PROUDEST BOAST: Apart from my children, cycling hundreds of miles in Cuba, India and Brazil and raising several thousand for charity. I am a total couch potato, the trips got me off my backside and across three continents, with a great assortment of adventures thrown in – including a shoot-out in a convent we were staying in.

WORST WEAKNESS: The ones I’ll admit to in public: saying yes to things I really should draw the line at, including sweet chilli crisps and too much work. I also confess to destroying cars: a garage owner once walked round a battered VW, with dents on all sides, that I was trying to sell and said he liked the “new, narrow look”.

LESSON LEARNED: The writer Ben Okri said we are all storytelling beings. Humans love narrative. If we can make sense of our own stories, it helps us make sense of our lives.

DULLEST JOB: I once sold ice creams on a French beach. They all melted away, including me after one day.

GREATEST SHAME: A huge array of immensely talented writers visit the Story Museum, including Michael Rosen, our ‘curator of stories’. I wish I had their gifts.

LIFELONG HERO: I have several, including Florence Nightingale, natch. But my mother is probably the longest-serving member of that elite corps. She is the size of a small bird, feisty, humourous and never sorry for herself, despite having crippling arthritis and now only half a colon.
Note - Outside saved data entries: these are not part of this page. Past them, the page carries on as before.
PR #508, opened 2020-01-10
Add Encoding.GetString extension

NextTurn:


NextTurn:
Unrelated: How about adding a `netcorecpp3.0` TFM and replacing these reflection calls?

https://github.com/microsoft/clrmd/blob/f3c50ff41e49aeb9160cf0d8c17ca8dcf46200ff/src/Microsoft.Diagnostics.Runtime/src/Utilities/Platform/LinuxFunctions.cs#L31

leculver:
> Unrelated: How about adding a netcorecpp3.0 TFM and replacing these reflection calls?

Yeah we could do that.

PR #510, opened 2020-01-12
Add weak WinRT handle kind

NextTurn:
To reproduce: follow the steps referenced by dotnet/coreclr#27860 and call `ClrmdRuntime.EnumerateHandles()` when the process crashes.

Within weeks of coming out of hospital, she got rid of her wheelchair and acquired a giant dog. Whenever she feels low, she gives herself a talking to, goes off and makes a cake.

OLDEST FRIEND: I have three or four who go back more than 50 years. We’ve seen each other through domestic dramas, delinquency and death and still go camping together.

FAVOURITE DREAM: An anonymous donor gave the Story Museum more than £2m, enabling us to acquire the lease on our buildings. We still need a few more million to open. So I dream of another fairy godparent and magic wand.

BIGGEST REGRET: That we can’t go back in time and put the lessons learned into practice when they were most needed. There’s a saying: experience is the comb that nature gives us when we’re bald. What’s the point in realising, for example, that walking everywhere is good for me when I’ve just acquired a free bus pass?